▸ What this task involves
In which lines of the data does the string "partitions" appear? Copy every one.

======== Data below

PR #524, opened 2020-12-29
feat(filter): add support to use unused partitions in os-disk

akhilerm:
Sometimes the nodes may have only one large disk with many partitions. NDM currently ignores the complete disk if it contains a system partition. This PR adds support to create blockdevice resources from the unused partitions on the OS disk.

================

▸ Written solution
feat(filter): add support to use unused partitions in os-disk
Sometimes the nodes may have only one large disk with many partitions. NDM currently ignores the complete disk if it contains a system partition. This PR adds support to create blockdevice resources from the unused partitions on the OS disk.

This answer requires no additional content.